A1. Thank you for your insightful question. We would like to emphasize that our convergence analysis is not for Adam in the single-level optimization, but for the bilevel variants of Adam (AdamBO and VR-AdamBO). Analyzing the convergence of bilevel variants of Adam under the unbounded smoothness setting is significantly different and more challenging than the convergence analysis of vanilla Adam (Li et al., 2023).

First, $\lambda>0$ is a commonly used choice for the vanilla Adam (Kingma & Ba, 2014) and the convergence analysis of Adam even in single-level stochastic optimization with a general expectation formulation under the unbounded smoothness setting requires $\lambda>0$ (Li et al., 2023). To our knowledge, no existing work has removed the requirement of $\lambda > 0$ under the same setting. Please refer to Table 1 in Appendix G (on page 68) for a detailed comparison. Our paper considers the more challenging bilevel optimization problem and hence also requires $\lambda>0$ .

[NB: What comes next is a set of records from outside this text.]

PR #1083, opened 2021-08-06
Added ability to use a `.valetphprc` file with `valet use` in a project to define the required PHP version

MeMattStone:
This extension to the functionality of the `valet use` command adds a check for a `.valetrc` file when no version is passed as an argument, which contains the PHP version for the project and works in a similar manner to the `nvm use` command in Node Version Manager to save developers time and avoid mistakes when working across projects that have different PHP version requirements.

e.g. `.valetrc` in a project root could contain:
```
php@7.3
```

When `valet use` is run without specifying a PHP version you could expect one of the following outputs:

**Unlinking the current version for the specified version**
```bash
Found '/Users/johnnyappleseed/Sites/example/.valetrc' with version: php@7.3
Unlinking current version: php@7.4
Linking new version: php@7.3
Updating PHP configuration...
Restarting php@7.3...
Restarting nginx...
Valet is now using php@7.3.

Note that you might need to run composer global update if your PHP version change affects the dependencies of global packages required by Composer.
```

**Specified version is already linked**
```bash
Found '/Users/johnnyappleseed/Sites/example/.valetrc' with version: php@7.3
Valet is already using php@7.3.
```

### DIFF
--- a/cli/valet.php
+++ b/cli/valet.php
@@ -495,7 +495,15 @@ You might also want to investigate your global Composer configs. Helpful command
      */
     $app->command('use [phpVersion] [--force]', function ($phpVersion, $force) {
         if (!$phpVersion) {
-            return info('Valet is using ' . Brew::linkedPhp());
+            if (file_exists($path = getcwd() . '/.valetrc')) {
+                if ($phpVersion = trim(file_get_contents($path))) {
+                    info('Found \'' . $path . '/.valetrc\' with version <' . $phpVersion . '>');
+                } else {
+                    return info('.valetrc does not contain a valid PHP version' . $phpVersion);
+                }
+            } else {
+                return info('Valet is using ' . Brew::linkedPhp());
+            }
         }
 
         PhpFpm::validateRequestedVersion($phpVersion);
--- a/cli/valet.php
+++ b/cli/valet.php
@@ -495,14 +495,14 @@ You might also want to investigate your global Composer configs. Helpful command
      */
     $app->command('use [phpVersion] [--force]', function ($phpVersion, $force) {
         if (!$phpVersion) {
-            $path = getcwd() . '/.valetrc';
+            $path = getcwd() . '/.valetphprc';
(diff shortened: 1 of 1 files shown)


drbyte:
Thanks for this. 

- Question: Given that this is specifically geared around which PHP version to use, perhaps `.valetrc` is too generic? Would `.valetphprc` be suitable?

- I suppose if someone is actively using this feature then they'll be willing to forego the ability to check which PHP version is currently set and allow calling `valet use` to just switch them instead of reporting as it would if the rc file didn't exist.  It may be an edge case, but is a limitation created by this.

cli/valet.php
```diff
@@ -495,7 +495,18 @@
...
         if (!$phpVersion) {
-            return info('Valet is using ' . Brew::linkedPhp());
+            $path = getcwd() . '/.valetrc';
+            $linkedVersion = Brew::linkedPhp();
+            if (!file_exists($path)) {
+                return info(sprintf('Valet is using %s.', $linkedVersion));
+            }
+
+            $phpVersion = trim(file_get_contents($path));
+            info('Found \'' . $path . '\' with version: ' . $phpVersion);
```
drbyte, line 505: Instead of `with version:` perhaps `requesting version:` or `specifying version:` might be more accurate?

MeMattStone:
I did originally consider using `.phprc` but this would've caused confusion with the PHP Runtime Configuration environment variable with is referred to as PHPRC. I like `.valetphprc` as you're right this file is very specific for valet and the PHP version so I'll make this change.

I did consider adding an extra flag to check the currently linked version but as you've pointed out the file negates the need to do this so i omitted this feature.

cli/valet.php
MeMattStone: Yes this makes sense, I'll update this PR shortly with these changes

mattstauffer:
Huh. This is clever and simple. I like it!

mattstauffer:
Worked great for me, looks very simple code path wise, gonna tag it.

PR #1087, opened 2021-08-27
Add support for parked domains to some commands

antonioribeiro:
Some commands doesn't support parked domains today:

- secure
- unsecure
- open

This PR will do sucessfully secure a parked domain:

```
> valet secure sitename.dev.a17.io
Restarting nginx...
The [sitename.dev.a17.io] site has been secured with a fresh TLS certificate.
```

Instead of adding the .test TLD to it and securing an inexistent domain:

```
The [sitename.dev.a17.io.test] site has been secured with a fresh TLS certificate.
```

### DIFF
--- a/cli/Valet/Site.php
+++ b/cli/Valet/Site.php
@@ -948,4 +948,22 @@ class Site
 
         return $this->valetHomePath().'/Certificates'.$url.$extension;
     }
+
+    /**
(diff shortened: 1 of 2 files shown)


drbyte:
Problem: with these changes, calling `valet secure foo` now no longer secures `foo.test`

PR #1088, opened 2021-08-29
Add support for parked domains to some commands

antonioribeiro:
Some commands doesn't support parked domains today:

- secure
- unsecure
- open

This PR will do successfully secure a parked domain:

```
> valet secure sitename.dev.a17.io
Restarting nginx...
The [sitename.dev.a17.io] site has been secured with a fresh TLS certificate.
```

Instead of adding the .test TLD to it and securing an inexistent domain:

```
The [sitename.dev.a17.io.test] site has been secured with a fresh TLS certificate.
```


antonioribeiro:
Moving @drbyte comment here

_Problem: with these changes, calling valet secure foo or valet secure foo.test now no longer secures foo.test_

antonioribeiro:
@drbyte , yes you are right, I had a precedence bug on my code, it's fixed.

antonioribeiro:
And I wrongly sent it via my master branch, so I just closed the other one and opened this one with a proper feature branch.

drbyte:
It still doesn't add a TLD.

```sh
cd ~/Sites
mkdir foo
cd foo
valet secure
```
Output:
```
Restarting nginx...
The [foo] site has been secured with a fresh TLS certificate.
```
Note that the TLD isn't added, and therefore also the `~/.config/valet/Nginx` site config file created is `foo`, not `foo.test`, and in the `~/.config/valet/Certificates` directory the TLD also isn't included.

Same is happening with `valet secure` as shown above, but also with `valet secure foo` or `valet secure foo.test`


## Side technical notes:
- `valet secure` should secure the current directory project, using its directory name and adding the TLD.
- `valet secure foo` should secure `foo.test` regardless what directory one's shell is currently in

antonioribeiro:
Well, not doing the same here for me:

https://user-images.githubusercontent.com/3182864/131266754-57005bc2-08d8-4635-b591-081f4baf3eaf.mov

And if you look at the code, it will behave differently only if you have a parked folder AND the site you are trying to secure is a parked site, any other executions will have the exact same behaviour as before because they all fallback to the original code:

``` php
return ($domain ?: $this->host(getcwd())).'.'.$this->config->read()['tld'];
```

If we compare the codes

```php

$url = ($domain ?: Site::host(getcwd())).'.'.Configuration::read()['tld'];

return ($domain ?: $this->host(getcwd())).'.'.$this->config->read()['tld'];
```

mattstauffer:
@antonioribeiro I'm having a little trouble following this. 

When I think of a domain that's *outside of the normal*, I'm thinking *linked* domains, not *parked domains*.

Could you tell me how, exactly, you have a parked domain that's not using the standard `.test` TLD?

antonioribeiro:
Hey @mattstauffer, I believe I'm using an undocumented feature 😆

```
# Create a parked folder
mkdir ~/code/.valet/parked

# Move into it
cd ~/code/.valet/parked

# Create a link for your motf domain 
ln -s ~/code/tighten/website tighten.dev.a17.io

# Run this only the first time to configure Valet for your parked domain
valet park ~/code/.valet/parked
```

Then you probably have your domain `valet parked` now:

```
+------------------------------------+-----+------------------------------------------------+---------------------------------------------------------+
| Site                               | SSL | URL                                            | Path                                                    |
+------------------------------------+-----+------------------------------------------------+---------------------------------------------------------+
| tighten.dev.a17.io                 |     | http://tighten.dev.a17.io.test                 | /Users/antonioribeiro/code/client/site                  |
+------------------------------------+-----+------------------------------------------------+---------------------------------------------------------+
```

The feature is: most people think they need to use http://tighten.dev.a17.io.test to access it, but you can **also** access it using the name of the folder as the domain http://tighten.dev.a17.io.

But you cannot secure `tighten.dev.a17.io`, that's where this PR comes in handy:

```
valet secure tighten.dev.a17.io
```

And you just secured a custom domain on Valet:

Screen Shot 2022-04-06 at 18 14 30

It will not show as `SSL` in `valet parked`, but it may be also doable.

mattstauffer:
Thanks so much for the update!

I think I want to keep this feature undocumented and not official, because if we were having to do a lot of work to support it that would be rough and I'd just choose to cut it.

But... this is a pretty minor change. So let's do it :)

antonioribeiro:
Thanks for merging it, @mattstauffer! ❤️

I believe a real support for custom domains on Valet is something that the community needs, and is probably using workarounds to circumvent the lack of support, as I did.

Our (at [AREA 17](https://area17.com/)) use case for this is pretty simple: some third party services, like https://checkout.com (a payment provider), doesn't allow `.test` as a valid domain when configuring callback URLs, as it cannot be part of global DNS, but also because it's good to enforce the same level of security while in development as we would have in production, to find and fix problems sooner than later, so they require us to use domains under a public (and known) TLD (.com, .org, .net, .io, .com.br).

Yes we could solve it by using something like ngrok or Expose to have both public domain and a SSL cert, but they also come with some overhead, as we now need to make sure daemon is always running, and if we restart it we might need to get back to the service and change the callback URLs to the new domain (and potentially our .env file), as the daemon may hang/close automatically after some time, unless you pay for the service (one more variable). Those services have a better use when working with API, webhooks and other features that requires the (local) host to be reachable from outside when testing the application.

A Valet custom domain could solve all this because once you configure, you don't have to think about it anymore, it's there, it just works.

mattstauffer:
Rolling this back. I tested it and couldn't reproduce DrByte's issue but now I can, and others can too--see #1239. I'll re-evaluate this later.. clearly I need to get more hands-on familiar with this undocumented thing you're working with.

PR #1091, opened 2021-09-22
Change logo to work on Dark Theme

xiCO2k:


mattstauffer:
Screenshots for PRs like this are helpful.

This is what it looks like without this PR:

image

This is what it looks like with this PR:

image

I appreciate the idea but don't particularly like the implementation. I'll think about it and see if anyone can possibly propose a better solution. Thanks!

xiCO2k:
Let me try add more border on this one

xiCO2k:
Now looks like this on Dark mode:

image

On the Light Mode:
image

I personally prefer the other one since it matches the other repos.

Thanks for reviewing.

mattstauffer:
Thanks!

PR #1111, opened 2021-11-29
Set Brew PHP latest version to 8.1

caelumek:
Set Brew PHP latest version to 8.1 as PHP 8.1 is released and command `valet use php@8.0` now sets 8.1 and it is impossible to set 8.0.


driesvints (approved):

mattstauffer:
Thanks @caelumek!

Issue #1011, opened 2020-12-04
Update to rely on Illuminate Collections instead of Tightenco/Collect


mattstauffer:
Any deprecation issues we need to consider? It'll force everyone to update their installers but they'll have to anyway. Any other global packages that would stop being compatible to be installed at the same time if we did this?

soilSpoon:
`illuminate/collections` exists since `^8.0`. It only supports `PHP` `^7.3` and `^8.0`.
But valet supports `PHP` `^5.6` and above.

wturrell:
FYI, Valet is now impacted by this: https://github.com/tighten/collect/issues/261 with PHP 8.1

driesvints:
Started working on this here: https://github.com/laravel/valet/pull/1114

driesvints:
Hi there, we're cleaning up the Valet issue tracker and are moving all feature requests/support questions to the Discussions tab. We'll be using the issue tracker solely for bugs with Valet from now on. You're welcome to continue the discussion on in the Discussions tab. Thanks!

PR #1114, opened 2021-11-30
Switch to Illuminate Collections

driesvints:
This PR switches Valet to use the new Illuminate Collections instead. This will require a new major release. You might want to split off the current master branch into a `2.x` branch before merging this.

Because we're switching to a new Illuminate component introduced in Laravel 8, we'll have to drop old PHP and Laravel versions.

Valet 2.x can still be maintained simultaneously if needed for people on lower Laravel/PHP versions.

Closes https://github.com/laravel/valet/issues/1011

### DIFF
--- a/.github/workflows/tests.yml
+++ b/.github/workflows/tests.yml
@@ -13,7 +13,7 @@ jobs:
     strategy:
       fail-fast: true
       matrix:
-        php: [5.6, '7.0', 7.1, 7.2, 7.3, 7.4, '8.0', '8.1']
+        php: [7.3, 7.4, '8.0', '8.1']
 
     name: PHP ${{ matrix.php }}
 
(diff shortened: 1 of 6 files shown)


driesvints:
One thing that @mattstauffer noted to me is that this'll leave people working on apps on older and newer PHP versions simultaneously in the dark since they won't be able to switch to all versions easily anymore. Ideally we should find a way to offer that somehow.

Unfortunately I don't see how we can do that since requiring both tighten/collect and illuminate/collections can't be done due to namespace conflicts. We could maybe delay all of this until Laravel 10 has been released since tighten/collect will still be maintained for Laravel 8 & 9. When Laravel 10 is released we'll need to update the illuminate/container dependency on Valet and then it might be a good time to phase out all PHP versions below PHP 7.3.

driesvints:
@mattstauffer I don't think we use any tighten/collect namespaces in Valet? They're already Illuminate namespaces (or mostly the `collect` helper? Or am I misunderstanding you?

mattstauffer:
Oh. That could be the case 🤦 didn't even check.

driesvints:
Gonna close this one for now.

PR #1151, opened 2021-12-06
Update constraints

driesvints:
This PR updates the versions in the composer.json file to use the proper caret symbol like we do in all of our other libraries. This will ensure SemVer updates are properly handled. Further more, I've limited the allowed PHP versions to only the ones we support at the time. The current constraint allowed Valet to be installed on any PHP version that will be released in the future.

### DIFF
--- a/composer.json
+++ b/composer.json
@@ -24,11 +24,11 @@
         }
     },
     "require": {
-        "php": ">=5.6",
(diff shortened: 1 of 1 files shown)


mattstauffer:
Thanks @driesvints!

Second, we would like to clarify that our theoretical results hold for any $\lambda>0$ (we treat $\lambda$ as a constant), not just for small enough $\lambda$ . Also, the upper-bounded stepsize due to $\lambda>0$ does not imply the analyses of bilevel variants of Adam are easy. For example, the analysis in (Li et al., 2023) does not need to consider the hypergradient bias due to the inaccurate estimates for the optimal lower-level variable at every iteration, while our bilevel variants require new techniques to handle them. One significant challenge is the randomness dependency issue for both level variables when the upper-level performs the Adam update. To address this, we introduce a novel randomness decoupling lemma for lower-level error control when the upper-level variable is updated by Adam, as illustrated in Section 4.3.2. This technique is nontrivial and has not been previously explored in either single-level or bilevel optimization literature, making our analysis novel and distinguishing it from existing bilevel optimization algorithms under the same setting (Hao et al., 2024; Gong et al., 2024a; b). In fact, as shown in Table 2 in Appendix G (on page 68), our choices of learning rate $\eta$ are quite different from prior works under the same setting:

$\eta=\widetilde{\Theta}(\epsilon^2)$ for AdamBO, compared to $\eta=O(\epsilon^3)$ for BO-REP (Hao et al., 2024) and $\eta=\widetilde{\Theta}(\epsilon^3)$ for SLIP (Gong et al., 2024a);
$\eta=O(\epsilon)$ for VR-AdamBO, compared to $\eta=\widetilde{\Theta}(\epsilon^2)$ for AccBO (Gong et al., 2024b).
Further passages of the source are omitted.